Issue #194, opened 2019-08-22
Specify plugin class inside plugin JAR


vhotspur:
When creating and using a plugin, it is added to the command-line via

```shell
--plugin "path-to-plugin.jar:other-deps.jar!org.package.ClassWithPlugin"
```

which can get quite long to type (and shell offers no completion for the classname). Furthermore, the exclamation mark has a special meaning inside shell when not escaped.

We should either abuse `Main-Class` to store the main class of the plugin or add some other field to `MANIFEST.MF` inside the plugin JAR that could be picked automatically by the extension loader.

lbulej:
I think that we could agree on looking for `Renaissance-Plugin` attribute in the JAR manifests when the plugin specifier does not contain any `!`. I would avoid abusing `Main-Class`.

Even though we (me and @vhotspur ) have previously discussed the option of having some plugins packaged with the harness (and activating them just by using the class name, also without `!`), I think that it is not really needed that much -- if there is (optional) functionality that we think is worth including with the harness, we should just activate it with a separate CLI option.

PR #195, opened 2019-08-22
ubench-agent plugin [WiP]

vhotspur:
This PR adds a new plugin to enable measurement of hardware counters via [ubench-agent](https://github.com/D-iii-S/java-ubench-agent). The code was originally mentioned in #191.

The plugin is compiled via SBT but user has to first compile the C agent.

After that, following spell runs Renaissance and collects L1 cache misses and wall-clock time.

```shell
java \
    -agentpath:plugins/ubench-agent/libubench-agent.so \
    -jar target/renaissance-gpl-0.10.0.jar \
    --csv output.csv  --json output.json \
    --plugin 'plugins/ubench-agent/target/plugin-ubenchagent-assembly-0.0.1.jar!org.renaissance.plugins.ubenchagent.Main' \
    --with-arg SYS:wallclock-time,PAPI_L1_DCM \
    finagle-http -r 50
```

There are few things to decide/discuss.

* Do we want the plugins in the same repository? Personally, I would prefer separate repositories as it seems cleaner (and more flexible wrt. to updates) but I have no strong opinion on this.
* How do we build dependencies for the plugins? For ubench-agent, we need to build the native agent (the JAR can be probably uploaded to Maven central or similar, but I doubt it would work well for the native libraries). Currently, there is a simple shell script that clones the repository. Not sure if Git submodule would help here.
* I have already opened #194 as the command-line is really long.

### DIFF
--- a/plugins/ubench-agent/build-ubench-agent.sh
+++ b/plugins/ubench-agent/build-ubench-agent.sh
@@ -6,13 +6,16 @@ msg() {
     echo "[build-ubench-agent]:" "$@" >&2
 }
 
-UBENCH_AGENT_DIR="ubench-agent-repo"
+UBENCH_AGENT_COMMIT="5e8473dbc4d38948dc2d680b5fdf0775824ad40f"
+UBENCH_AGENT_TARBALL="java-ubench-agent-$UBENCH_AGENT_COMMIT.tar.gz"
+UBENCH_AGENT_TARBALL_URL="https://github.com/D-iii-S/java-ubench-agent/archive/$UBENCH_AGENT_COMMIT.tar.gz"
+UBENCH_AGENT_DIR="java-ubench-agent-$UBENCH_AGENT_COMMIT"
 
 msg "Fetching sources..."
+wget --continue -O "$UBENCH_AGENT_TARBALL" "$UBENCH_AGENT_TARBALL_URL"
 if ! [ -d "$UBENCH_AGENT_DIR" ]; then
-    git clone https://github.com/D-iii-S/java-ubench-agent.git "$UBENCH_AGENT_DIR"
-else
-    ( cd "$UBENCH_AGENT_DIR"; git pull )
+    msg "Unpacking the tarball..."
+    tar xzf "$UBENCH_AGENT_TARBALL"
 fi
 
 msg "Building agent..."
--- a/plugins/ubench-agent/build-ubench-agent.sh
+++ b/plugins/ubench-agent/build-ubench-agent.sh
@@ -1,0 +1,33 @@
+#!/bin/sh
+
+set -ueo pipefail
+
+msg() {
+    echo "[build-ubench-agent]:" "$@" >&2
+}
+
+UBENCH_AGENT_DIR="ubench-agent-repo"
+
+msg "Fetching sources..."
+if ! [ -d "$UBENCH_AGENT_DIR" ]; then
+    git clone https://github.com/D-iii-S/java-ubench-agent.git "$UBENCH_AGENT_DIR"
+else
+    ( cd "$UBENCH_AGENT_DIR"; git pull )
+fi
+
+msg "Building agent..."
+pushd "$UBENCH_AGENT_DIR"
+ant lib
+msg "Build succeeded."
+popd
+
+AGENT_NATIVE_FILE=`find $UBENCH_AGENT_DIR/out/lib -name '*agent*' | grep -v '\.jar$'`
+
+msg "Copying agent files..."
+cp -f "$AGENT_NATIVE_FILE" .
+cp -f "$UBENCH_AGENT_DIR/out/lib/ubench-agent.jar" lib
+
+AGENT_NATIVE_FILE=$( realpath $( basename $AGENT_NATIVE_FILE ) )
+
+msg "Add the following to Java command line when starting the suite:"
+msg "  -agentpath:$AGENT_NATIVE_FILE"
--- a/plugins/ubench-agent/src/main/java/org/renaissance/plugins/ubenchagent/Main.java
+++ b/plugins/ubench-agent/src/main/java/org/renaissance/plugins/ubenchagent/Main.java
@@ -1,0 +1,68 @@
+package org.renaissance.plugins.ubenchagent;
+
+import org.renaissance.Plugin;
+
+import java.util.List;
+
+import cz.cuni.mff.d3s.perf.Measurement;
+import cz.cuni.mff.d3s.perf.BenchmarkResults;
+
+public class Main implements Plugin,
+    Plugin.BenchmarkSetUpListener,
+    Plugin.OperationSetUpListener,
+    Plugin.OperationTearDownListener,
+    Plugin.MeasurementResultPublisher {
+
+  final int eventSet;
+
+  public Main(String[] args) {
+    if (args.length != 1) {
+      warn("One argument should have been provided to the constructor.");
+      eventSet = -1;
+      return;
+    }
+    String[] events = args[0].split(",");
+
+    eventSet = Measurement.createEventSet(1, events);
+  }
+
+  @Override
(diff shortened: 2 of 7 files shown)


plugins/ubench-agent/src/main/java/org/renaissance/plugins/ubenchagent/Main.java
```diff
@@ -0,0 +1,68 @@
...
+
+  final int eventSet;
+
+  public Main(String[] args) {
+    if (args.length != 1) {
+      warn("One argument should have been provided to the constructor.");
+      eventSet = -1;
+      return;
+    }
+    String[] events = args[0].split(",");
```
lbulej: The code here could be more benevolent, accepting events from multiple arguments :-)
It would allow more flexible formatting of the command line using the plugins.

vhotspur: Right, fixed in c6acae8d3cce117ddc396078d0e7ea104e632a4a.

plugins/ubench-agent/build-ubench-agent.sh
```diff
@@ -0,0 +1,33 @@
...
+
+msg() {
+    echo "[build-ubench-agent]:" "$@" >&2
+}
+
+UBENCH_AGENT_DIR="ubench-agent-repo"
+
+msg "Fetching sources..."
+if ! [ -d "$UBENCH_AGENT_DIR" ]; then
+    git clone https://github.com/D-iii-S/java-ubench-agent.git "$UBENCH_AGENT_DIR"
```
farquet: We should stick to a specific commit/tag/release when cloning

lbulej:
Regarding repositories and submodules... I would lean towards another option.

Let plugins live in separate repositories (plugins developed by us would live in the `renaissance-benchmarks` group here at GitHub) and link them as GIT modules (referencing specific commit ids) in the `plugins` subdirectory.  

This way the plugins could live separate lives, yet those that we endorse/use/know would be linked to the main repository as a module. Before a versioned (source) release of Renaissance, we would update the GIT modules to point at a specific commit in a particular plugin's repository. This way we could also easily link to (endorsed) plugins from elsewhere (I don't expect there to be that many).

This might add a little "transactional cost", but I assume plugins will be generally built and packaged separately from the main bundle (they are optional). Given that the submodules will reference a specific commit id, we can still bundle some of them into the Renaissance bundle if we want, but their development timeline will be decoupled from Renaissance.

axel22:
We use the multiple repo approach in various projects because we have to (due to various IP issues and licensing issues).
However, it's not pretty, and it results in a lot of overhead - everybody on our team would be happier if we didn't have to do that. The PR process is made more complicated. We had to implement extra infrastructure to merge multiple PRs across different repositories at the same time. The PR process takes a much longer amount of time as a result of this. The effort required to do all this was quite big. And despite the effort to make this smooth, we often get transient failures.

If there are plugins developed exclusively for Renaissance, then I would recommend that they live in the same repo. I recommend that only if there are external plugins that have to be maintained separately, then they are depended on in a classic way - as an external binary package that is hosted somewhere else.

lbulej:
I'm not sure if the context in which you had (negative) experience with multi-repo setup is applicable to Renaissance. 

What I mean by that is that Renaissance hardly reaches the complexity of your other projects, the interface between the plugins and Renaissance is simple (after all, it's just about hooking a plugin into the execution sequence), and most importantly, Renaissance does not depend on external plugins for anything (built-in functionality that uses the same extension mechanism as plugins is a different matter).

In my view, whatever external plugins do is not our business, and if I (personally) develop a plugin, I'll be doing it wearing a different hat (that of a plugin developer depending on Renaissance API) and should not need to involve Renaissance maintainers when I commit changes to the plugin repository.

If Renaissance maintainers decide to endorse a particular plugin (typically because they would be using it) by linking to it as a GIT module in the `plugins` directory, it means that they assume certain responsibility for maintaining a link to a working version (commit id) of the plugin. They should follow updates in the plugin project and occasionally bump the GIT module commit id. If a particular plugin developer also happens to be a Renaissance maintainer, it's a bonus, but I think the development processes of the Renaissance suite and that of plugins should be separated.

Anyway, this is my purist view of the matter, so let's consider the example of the `ubench-agent` *plugin*. The agent has its own repository and can serve multiple projects, so what we are really discussing is whether the glue code between Renaissance and the agent is going to be part of the Renaissance code base or not. Because the glue code is not the agent itself, there is a script that fetches a specific commit id (as requested even on this PR) from the agent project, which is basically multi-repo setup anyway. Except the dependency is hard-coded in a script and not in a GIT module description.

In the end, it is not much different from what I'm proposing -- I'm just suggesting a different cut-off point to keep Renaissance and plugins loosely coupled.

farquet:
I agree with @lbulej since I can also see the interest of keeping it separate such that other benchmark suites could more easily use it. In the interest of the community, we could keep it separate.
Moreover, I don't think it's a big deal wrt maintenance and development to have it in a separate repo. I don't see how different this is from any other dependency, like the dozens of maven dependencies we have across all benchmarks. We stick to a specific version and if someone wants to update it, it is that person's responsability.
I would be against this if the agent would need frequent updates though since this is an extra step on the renaissance side, but that seems quite unlikely.

axel22:
@farquet If the plugin is specifically developed for Renaissance, then the other benchmark suites can still use them by checking out Renaissance, and implementing an appropriate adapter (for example, DaCapo would have to implement its Callback class).
In the case of plugins that are merely wrappers around standalone tools maintained elsewhere, other benchmark suites would anyway not benefit from Renaissance-specific plugins (which would be wrappers around the standalone tool).
So, that's not a very strong argument.

Regarding the maintenance - it is a big deal, because it takes you more time to merge a set of cross-repo changes. I'm talking here about potential plugins that we develop for Renaissance specifically. You have to first update the repo with the plugin, then go back and update the Renaissance repo. If you have tests or benchmark jobs for the plugin in the Renaissance repo, then you risk breaking the Renaissance repo in the interim.

It's not impossible, but it's extra work to implement the infra for cross repo work, and it's more time to work with such an infra.

The difference between e.g. maven dependencies and what we have here is that we will be developing both Renaissance and the plugin/agent at the same time (in particular when it comes to plugins that we specifically implement for Renaissance). The plugin will depend on the API, and Renaissance might have jobs (tests or benchmarks) that depend on the plugin. So, it's a tighter, two-way dependency, whereas with Maven you just occasionally bump the version when someone (independently of you) releases a newer library version that you decide to depend on.

Regarding your comment that it's unlikely that the agent would need frequent updates - it always seems unlikely until it turns out it's not.

@lbulej Regarding the modules dependency - I'd say that if a plugin is a standalone tool, and Renaissance repo 
implements the glue code, i.e. our plugin interface, then it's fine to use git modules (or just check out the target repo as part of the build process). But I advise strongly against having the glue code outside of this repo.

vhotspur:
Okay, my $0.02:

Let's publish Renaissance API JAR (i.e. the JAR with classes from `renaissance-core`) to Maven central. Plugins would then depend upon this published JAR and can live outside main repository.

This ensures that all plugins would be developed the same way (i.e. without touching Renaissance sources). You would not need to recompile Renaissance to develop a new plugin.

Plugins endorsed by Renaissance team would simply live in `renaissance-benchmarks` organization.

The plugins could use latest release of Renaissance for testing without need to recompile everything.

This also gives the developers freedom how to manage the plugin - whether the plugin would be a glue code (as for ubench-agent) or it extends existing codebase (i.e. as if we added the plugin to ubench-agent repository) etc. as there would be no difference regarding compilation/testing.

Regarding testing of existing plugins together with Renaissance development: currently it takes about 1/2 hour to compile and run the benchmarks on Travis (for one configuration). Adding more options to the testing matrix would probably cause running out of allocated time. Transferring this responsibility to plugins authors could help solve that.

◇ ◇ ◇ ◇ ◇ ◇ ◇

Check each line above for the string "implements" and copy every line that has it.

== TASK ANSWER ==
+public class Main implements Plugin,
implements the glue code, i.e. our plugin interface, then it's fine to use git modules (or just check out the target repo as part of the build process). But I advise strongly against having the glue code outside of this repo.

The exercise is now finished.